上記(1)のハのとおり、請求人が、本件各課税期間における控除対象仕入税額を計算するに当たり、本件調剤仕入れを全て非課税売上対応分として区分していたことは誤りであり、本件調剤問屋仕入れについては共通売上対応分に区分して控除対象仕入税額を計算すべきであった。

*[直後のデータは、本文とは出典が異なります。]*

PR #4317, opened 2025-10-29
Add experimental cataloger capabilities command

### LINKED ISSUE #4155: Command output to give more information on what catalogers look for and what they can find
A command to output more information on what a given cataloger can find, how it finds it, and what the output type (in the sbom) of a cataloger will be so I can easily answer "can Syft find thing X or not". Specifically, the biggest challenge is answering that question for binaries since some can be identified but it isn't generic and there isn't a clear list published anywhere.

Something like this even as simply as a comment/doc string for unstructured output:
```
syft cataloger list --details
| Cataloger        |  Findings Type            |  Comments                                                         |
-------------------------------------------------------------------------------------
| binary              | binary                          | Can identify: curl, nginx, java, ruby,... binaries|
------------------------------------------------------------------------------------|
| rpm                  | rpm                              | Uses rpm-db metadata to identify installed rpms and dependency information|
........
```

There could be more structured formats for this kind of information or query options, but I think even just a mechanism where I can grep for the name of the binary I'm asking about. `syft cataloger list --details | grep curl` would be reasonable.

**Why is this needed**:
When investigating a "why isn't thing X found", it would be nice to use the tool itself to answer that question rather than looking at code. Documentation would be helpful too, but since there is a cataloger query interface in the tool already, it seems useful to use that to get more information on the entries already there.

**Additional context**:
Open to other UX options/opinions for how to present this and what can be presented as long as I can have a binary name and find out if there is support for finding that binary.

wagoodman:
This adds the ability, when `SYFT_EXP_CAPABILITIES=true`, to use an internal `syft cataloger caps` command to describe cataloger capabilities such as:
- what catalogers exist
- what globs / evidence are searched for
- if a cataloger finds licenses
- if a cataloger detects particular package manager claims (listing of files, digests, package integrity hash)
- what dependencies (if any) can be detected (depth of nodes, topology of the edges, and kinds of dependencies included)
- what API and app-level configurations exist for each cataloger

This is available via an ascii table and JSON output.

> [!CAUTION]
> This is an experimental feature and can change without warning and could be removed entirely. Do not depend on this command in production.

The way the capabilities are tracked is described in depth in the [internal tooling's readme](https://github.com/anchore/syft/blob/ast-parse-cataloger-capabilities/internal/capabilities/generate/README.md).

A quick summary is that we use the source code and test observations as a basis for what catalogers exist, how they are configured, and what they output. These things are then used to cross-validate a pseudo-generated `packages/*.yaml` (some auto generated items, some manually filled in items) with a set of completion tests (tests that ensure the full universe of things are defined and self-consistent) and then used to drive the `cataloger caps` command.

Fixes #4155

### DIFF
--- a/.github/actions/bootstrap/action.yaml
+++ b/.github/actions/bootstrap/action.yaml
@@ -45,7 +45,10 @@ runs:
     - name: Install project tools
       shell: bash
       if: inputs.tools == 'true'
-      run: make tools
+      run: |
+        make tools
+        .tool/binny list
+        .tool/binny check
 
     - name: Install go dependencies
       if: inputs.go-dependencies == 'true'
--- a/.github/workflows/test-fixture-cache-publish.yaml
+++ b/.github/workflows/test-fixture-cache-publish.yaml
@@ -30,7 +30,9 @@ jobs:
           download-test-fixture-cache: false
 
       - name: Run all tests
-        run: make test
+        run: |
+          make list-tasks-targets
+          make --debug=verbose test
         env:
           # we want to rebuild the cache with no previous state
           DOWNLOAD_TEST_FIXTURE_CACHE: "false"
--- a/Makefile
+++ b/Makefile
@@ -36,7 +36,7 @@ make-default: $(TASK)
 	@$(TASK)
 
 # for those of us that can't seem to kick the habit of typing `make ...` lets wrap the superior `task` tool
-TASKS := $(shell bash -c "test -f $(TASK) && $(TASK) -l | grep '^\* ' | cut -d' ' -f2 | tr -d ':' | tr '\n' ' '" ) $(shell bash -c "test -f $(TASK) && $(TASK) -l | grep 'aliases:' | cut -d ':' -f 3 | tr '\n' ' ' | tr -d ','")
+TASKS := $(shell bash -c "test -f $(TASK) && NO_COLOR=1 $(TASK) -l | grep '^\* ' | cut -d' ' -f2 | tr -d ':' | tr '\n' ' '" ) $(shell bash -c "test -f $(TASK) && NO_COLOR=1 $(TASK) -l | grep 'aliases:' | cut -d ':' -f 3 | tr '\n' ' ' | tr -d ','")
 
 .PHONY: $(TASKS)
 $(TASKS): $(TASK)
--- a/cmd/syft/internal/test/integration/package_deduplication_test.go
+++ b/cmd/syft/internal/test/integration/package_deduplication_test.go
@@ -1,7 +1,6 @@
 package integration
 
 import (
-	"fmt"
 	"testing"
 
 	"github.com/stretchr/testify/assert"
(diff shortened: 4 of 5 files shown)


internal/capabilities/packages.yaml
```diff
@@ -0,0 +1,4236 @@
...
+        package_types: # AUTO-GENERATED
+          - lua-rocks
+        json_schema_types: # AUTO-GENERATED
+          - LuarocksPackage
+        capabilities: # MANUAL - config-driven capability definitions
+          - name: license
+            default: true
+          - name: dependency.depth
+            default:
+              - direct
```
willmurphyscode: I don't see relationships being returned from https://github.com/anchore/syft/blob/153f2321ce6c076d4cfa843ac944402ee9169c38/syft/pkg/cataloger/lua/parse_rockspec.go#L82 so I'm not sure this is correct.

wagoodman: you're right, I think the fact that the parser tracked dependencies when parsing threw me. Technically for the dependencies depth description we only need to look at the list of packages, there don't necessarily need to be relationships... so the fact that this returns a single package is the clue.

cmd/syft/internal/commands/cataloger_caps.go
```diff
@@ -0,0 +1,589 @@
...
+			DefaultCatalogers: []string{"all"},
+		},
+	}
+}
+
+func CatalogerCaps(app clio.Application) *cobra.Command {
+	opts := defaultCatalogerCapsOptions()
+
+	return app.SetupCommand(&cobra.Command{
+		Use:     "caps [OPTIONS] [CATALOGER_NAMES...]",
```
kzantow: My vote would be for `details`, or `capabilities`... `caps` isn't a common contraction like `info`, using the full term would be consistent with the `SYFT_EXP_CAPABILITES` environment var requirement.

.github/workflows/validations.yaml
```diff
@@ -23,6 +23,11 @@ jobs:
 
       - name: Bootstrap environment
         uses: ./.github/actions/bootstrap
+        with:
+          # the self-consistency tests for the output of the capabilities code generation depends on unit test
+          # output from  ./syft/pkg/... packages. Therefore we need to download the test fixture cache here
+          # so that running the few unit tests as part of static analysis works correctly.
+          download-test-fixture-cache: true
```
kzantow, line 34: what if cache gets purged? What if cache gets downloaded from the PR after pushing? This seems brittle/wrong. is this something we could download from `main` directly or generate from `main` to compare?

cmd/syft/internal/commands/cataloger.go
```diff
@@ -16,5 +18,14 @@ func Cataloger(app clio.Application) *cobra.Command {
...
+	// only add cataloger info command if experimental capabilities feature is enabled
+	if isCapabilitiesExperimentEnabled() {
+		cmd.AddCommand(CatalogerCaps(app))
+	}
+
 	return cmd
 }
+
+func isCapabilitiesExperimentEnabled() bool {
+	return os.Getenv("SYFT_EXP_CAPABILITIES") == "true"
```
kzantow, line 30: ... maybe have a generic "experimental" flag for any experimental features: `SYFT_EXPERIMENTAL`, and just use this for any other things that fall into this same category?

internal/capabilities/capabilities.go
```diff
@@ -0,0 +1,125 @@
...
+//go:embed appconfig.yaml
+var appconfigYAML []byte
+
+//go:embed packages/*.yaml
+var catalogerFiles embed.FS
+
+// LoadDocument loads and returns the complete document including configs and app-configs
+func LoadDocument() (*Document, error) {
+	// parse application config
+	var appDoc struct {
```
kzantow, line 35: TIL

kzantow (approved):
I don't want to hold this up and overall I think this is fine, especially since there are no changes to the external API, so that's great. In terms of the actual configuration files, I think they are ok -- I'd like them to be split up more (one per parser or cataloger entry), and when a new one is generated it would be nice to have empty defaults for all the fields that need to be manually filled out, but this can always be refined later. Two main thoughts:

I still think we should put capabilities files in the same directory as the cataloger, though it would probably take a little weirdness of a top-level embed (e.g. `//go:embed syft/pkg/cataloger/*/*.capability.yaml` or similar), which calls back to set the results on the internal package, but it could be done without any external API. Having these in separate locations I'm pretty sure is a large part of the confusion for editing them to me -- if they were in the same directory when people edited the catalogers there would be a significantly higher chance that they are updated properly when making changes that affects these files, especially those that aren't detected by the analysis.

The other holdup I have level of integration when there is still a the dichotomy of detected capability configuration vs. required manual configuration. Including this in a test hook for all PRs for what ends up being a moderately small amount of configuration. In the example cataloger, [this is the generated amount of configuration](https://github.com/anchore/syft/pull/4455/changes#diff-56ebe0522a9b27baada3022efe13763fff7b0424d24343d59e149d25fc0041cfR3-R15), less than half of what I think is needed to be complete. (And in this particular case, it's wrong because of an oddity that required writing tests differently than expected, but that's probably a bug that should be fixed). By integrating this into the PR process, it gives us the maintenance burden of all the generator code -- almost 10,000 fairly complicated (AST parsing, etc.) LoC to generate on the order of 2,500 LoC -- that gives me pause from a maintenance perspective. I wouldn't want to get rid of this, but I wonder if it was a _hint_ rather than an _error_, would that reduce the required maintenance for something that is likely to change significantly with 2.0? For example: a user adds a new cataloger without any capabilities, the generator detects what it can and gives the user a new file to edit, it doesn't really matter if it's wrong because the user just manually edits it afterwards. I acknowledge the desire to prevent drift, though. But I foresee this causing some friction for reasons I can't put my finger on -- probably not a large amount of friction, though -- moreso some new cataloger needs to do something unique and generation doesn't work quite right, but because it's all internal we can always change it later.

All that said, this is so very useful for many people, and we can iterate on the details later.

cmd/syft/internal/commands/cataloger_caps.go
wagoodman: I'll go back to `info` then (it's shorter and simpler than the alternatives)

cmd/syft/internal/commands/cataloger.go
wagoodman: I was going to add a options struct but I wanted this flag to affect the appearance of the --help output (not show the new command if the switch is not one). This is why I did a one-off env var check.

Also, the narrower the feature flag the better in my experience. We could put more things under a single flag, but it ends up cornering us in a way (but it is simpler).

.github/workflows/validations.yaml
wagoodman: the cache busts on a per-fixture level. These are generated from main every week. So when a new test comes in and introduces a fixture or there is a fixture modification, the cache busts (just for that fixture) and is rebuilt within testing. This is purely a time savings, but there is no incorrect results from this.

If the cache is purged (which is not likely since it's hosted in OCI under `latest`) then all test fixtures will be built from scratch (which takes nearly an hour). On a cache hit (or only a fixture or two to rebuild) this takes only seconds.

(I think I'm missing some specifics about what the clarification or request for change is)

kzantow: I think this a misunderstanding on my part, or forgetting it runs the tests to get the intermediary files to generate things.

cmd/syft/internal/commands/cataloger.go
kzantow: This is not at all a blocking comment, just a suggestion that made sense no action needed 👍

wagoodman:
I took another shot at moving the cataloger.yaml files, I couldn't easily get it working earlier, but did find a way in the end. It did require introducing an `init` function to register the capabilities into an internal package, which is not ideal, but it doesn't not introduce a breaking change and does not affect the public API.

 以上を前提に、請求人の本件各課税期間における本件調剤問屋仕入れに係る控除対象仕入税額を計算すると、別表3の「本件調剤問屋仕入れに係る控除対象仕入税額(5)」欄のとおりとなり、これに基づき、本件各課税期間の納付すべき消費税等の額を計算すると、別表4の「審判所認定額」欄のとおりとなるところ、当審判所の認定額は、いずれも原処分額を下回る。
 なお、本件各通知処分のその他の部分については、請求人は争わず、当審判所に提出された証拠資料等によっても、これを不相当とする理由は認められない。
 したがって、本件各通知処分は、いずれもその一部を別紙1ないし別紙5の「取消額等計算書」のとおり取り消すべきである。

(3) 結論

よって、審査請求には上記(2)の一部取消しを求める限度で理由があるので、原処分をその限度で一部取り消すこととする。